There weren’t always dragons in the Valley.

There had once been humans in the Valley.

Not anymore.

Cara sat at her loom, listening to the hustle and bustle outside as the raiders came back. It nettled her that they were called raiders. It wasn’t called raiding when you went to gather fruit from your own orchards, or salvage what could be found in the ruins of your own home. Or at least it shouldn’t be, but the raiders themselves seemed to find it funny, so that was what it was called.

It hadn’t been a good raid. Cara could tell by the subdued voices, the occasional cries of pain as someone was carried past with an injury. Burns were the most common, obviously, but breaks and sprains happened often enough. Bites and slashes were a rare occurrence–typically, if a dragon got close enough to bite or claw, that raider wasn’t coming home. The burns were bad enough.

Cara focused on her work, pulling a yarn back and forth through the warp threads. She let the rhythm fill her attention, and drown out the dismal sounds from outside. Weaving was a far cry from what she’d done before the dragon incursion, but the mountains were frigid most of the year. Thick clothing and warm blankets were a necessity, teaching children how to play woodwinds was not.

Textiles were one of the few things they could manage without the raiders. It was easy to keep goats and sheep in the mountains above the valley. The beasts thrived on the tough grass and steep, rocky terrain. With the herds, the settlements had meat and milk to eat, and wool for clothing. Everything else had to come from the valley. The mountain soil could grow very little, and they needed more than pine nuts and goat milk to live on.

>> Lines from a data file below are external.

PR #7, opened 2019-09-12
Fix test suite

### LINKED ISSUE #6: Test suite is broken
since 3149a2b92d871c48685d4d9253b5a95d7a35fc9f at least

bentiss:
`bool({})` returns False, meaning that an empty hw_settings leads to a server fault.

Fixes #6


src/ratbag_emu/server/device_controller.py
```diff
@@ -53,9 +53,11 @@ def add_device():
         DeviceHandler.append_device(device)
 
     # Generic Device
-    elif hw_settings:
+    elif hw_settings is not None:
         DeviceHandler.append_device(BaseDevice(hw_settings,
                                                id=DeviceHandler.cur_id + 1))
+    else:
+        return json.dumps(f'Missing hw_settings parameter'), 404
```
FFY00: Not needed since `hw_settings` is already specified as required in the openapi specification.

bentiss: It is: sending `{'hw_settings': {}` is translated by flask as `hw_settings = None` here, and then `BaseDevice` goes kaboom.

So yes, `hw_settings` is a requirement, but an empty `hw_settings` is tolerated by OpenAPI and you don't want that.

bentiss: Actually, let me correct that, the problem is `hw_settings = {}` was previously interpreted as false. And we did not created the device.

You must be right, but I'd rather add a comment here saying this should not happen or the if/elif feels like we are missing the default case

FFY00: Yeah, it's fine.

PR #11, opened 2019-09-13
main: move src/main.py to __main__.py and fix pkg data

FFY00:


setup.py
```diff
@@ -46,6 +47,6 @@
     },
     test_requires=['pytest'],
     package_data={
-        'openapi': ['src/ratbag_emu/openapi/ratbag-emu.yaml'],
+        'ratbag_emu': ['openapi/ratbag-emu.yaml'],
```
bentiss: this seems unrelated to the "move src/main.py to __main__.py"

It's best to have one change per commit

FFY00:
Rebased this on #10.

ratbag_emu/__main__.py
```diff
@@ -26,7 +27,7 @@ def main():
 
     # Run server
     server = connexion.FlaskApp(__name__,
-                                specification_dir='ratbag_emu/openapi/',
+                                specification_dir=pkg_resources.resource_filename('ratbag_emu', 'openapi/'),
```
bentiss: Is this change really related to the move from `ratbag-emu.py` to `__main__.py`? (hint: I have no ideas)

setup.py
```diff
@@ -39,7 +39,6 @@
         'ratbag_emu.protocol',
         'ratbag_emu.protocol.devices',
         'ratbag_emu.protocol.util',
-        'ratbag_emu.server',
```
bentiss: Looks like this one should be squashed into the previous commit though

ratbag_emu/__main__.py
FFY00: Yes, we install the specification file as package data and `pkg_resources` allows us to fetch that file without going through hops finding the correct path.

bentiss: OK then

PR #14, opened 2019-09-13
protocol: base: generate a custom string id for every device

FFY00:


FFY00:
I still need to export this in the API.

bentiss:
> I still need to export this in the API

IMO easier would be to leave the caller the choice on which unique name to provide.

So:
- you have an entry point `/funny_rodent_name` (or whatever) that just returns the random name
- then caller creates the device and adds `{'name': 'my_funny_name', 'hw_settings':{...}}`

FFY00:
Eh, just a nitpick but I would prefer to lift the burden of naming the device from the client.

What if we just replace the id exported in the API with our new names? This way we don't have to do much refactoring, which would be easier. We basically remove the numeric ids and replace them with this ones.

bentiss:
> What if we just replace the id exported in the API with our new names?

works for me. As long as it allows your current wip in libratbag to work, I'm all for it

FFY00:
@bentiss can you have a last look before merging?

ratbag_emu/protocol/base.py
```diff
@@ -236,12 +234,20 @@ def __init__(self, hw_settings={}, name='Generic Device',
...
         self.shortname = shortname
         self.info = info
         self.rdescs = rdescs
-        self.id = None
+
+        unique = False
+        while not unique:
+            self.id = self.generate_name()
+            for device in device_list.items():
+                if device[1].id == self.id:
```
bentiss: Not sure where this `[1]` comes from.

Can't you just access the `.id` of the `device`?

Also this seems dangerous: you are relying on the names being unique, but that also means that potentially they can be re-used, and this might mess up our test suite (when running more than one in parallel).

FFY00: > Can't you just access the .id of the device?

We can drop the `.items()` and just do `for id in device_list`. This was leftover code.

> Also this seems dangerous: you are relying on the names being unique, but that also means that potentially they can be re-used, and this might mess up our test suite (when running more than one in parallel).

Well, it depends on how we destroy a device. We can simply remove it from the dictionary or set it to `None`. I would prefer the entry to just be removed from the dict but that means that that name can be reused.

The test suite creates a device, uses it, and when it is done with it, destroys it. It should never try to interface/access the device after that. The only place I can see this being a problem is when trying to access if a device was really destroyed or not in the ratbag-emu test suite. Although *really* unlikely it could happen that another device reincarnates with the same ID. To solve this I propose that we allow the user to choose the ID, like you were initially proposing. If an ID is specified we use it, otherwise we generate one. Sounds good?

bentiss: > The test suite creates a device, uses it, and when it is done with it, destroys it. It should never try to interface/access the device after that. The only place I can see this being a problem is when trying to access if a device was really destroyed or not in the ratbag-emu test suite.

There is also the case where 2 clients request a name, the random returns the same value and given that there is no locking, both are given the same name.

> To solve this I propose that we allow the user to choose the ID, like you were initially proposing. If an ID is specified we use it, otherwise we generate one. Sounds good?

I am mostly nitpicking. I believe it would be easier to get the name from the client: it generates a random sha and request it and can then monitor libratbag for this specific sha.

But OTOH, I don't think you'll enter the race conditions I mentioned above, so we can keep the code as it and change it later.

FFY00: > There is also the case where 2 clients request a name, the random returns the same value and given that there is no locking, both are given the same name.

Well, then we just lock `device_list` and the 2nd client will have to wait until the first client is done, assuring they will have different names.

> I am mostly nitpicking. I believe it would be easier to get the name from the client: it generates a random sha and request it and can then monitor libratbag for this specific sha.

This is fine by me but I didn't want to force the client to give an id if possible.

PR #15, opened 2019-09-13
Add initial circle CI

bentiss:
Just a simple flake8 run that gives us some statistic but fail for syntax error.

Note: I took the skeleton of the flake8 commands from the github actions template. Long term I  think we might want to switch to actions so we can put our gitlab API keys to run the full qemu tests in github itself instead of having to deal with CircleCI.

“Did you hear about Andrik?”

Cara glanced over her shoulder and saw Mel ducking under the heavy drape of her tent. It was too cold to keep the door open, but she needed light to work, and they couldn’t afford to waste fuel when the cold wouldn’t kill you yet. Mel settled down on the mat as Cara turned back to her work.

“Is she dead?” Cara asked quietly.

“No, she’s back.”

Cara raised an eyebrow, but did not look over at Mel. She could imagine the woman’s face, eager, expectant.

“Glad she made it.”

The words sounded flat, but they were true. Andrik wasn’t a raider, and had no business making the journey home for anything. People who weren’t trained and armed were as good as mincemeat walking down into the Valley. Andrik had been determined though, and dissatisfied with the information the raiders came back with. Some scholars had adapted to their new lives more easily than others.

It wasn’t a raider’s job to examine things or run detailed observations on the environment. They needed to be in and out quickly, gathering as much as they could and getting out alive. Andrik wanted more. She wanted to study the dragons, and the Valley as it was now. She wanted to know what had happened. She wanted everyone to be able to go home.

She had been gone for months, and declared dead for nearly as long.

Mel hadn’t moved, and Cara could feel the growing tension in the air. She had something else to say, but she was waiting for Cara to prompt her.

“What?” Cara asked.

“She found something,” Mel blurted.

“Hmm.”

“Oh, honestly, Cara!” Mel crossed her arms, but Cara didn’t offer anything more. “Andrik says it wasn’t just some freak happening that the dragons showed up. It was a thing that brought them.”

“A thing?”

“Yeah.”

“What kind of thing?” Cara asked irritably. There had been too many hopeful rumors over the years for her to put too much stock in this one.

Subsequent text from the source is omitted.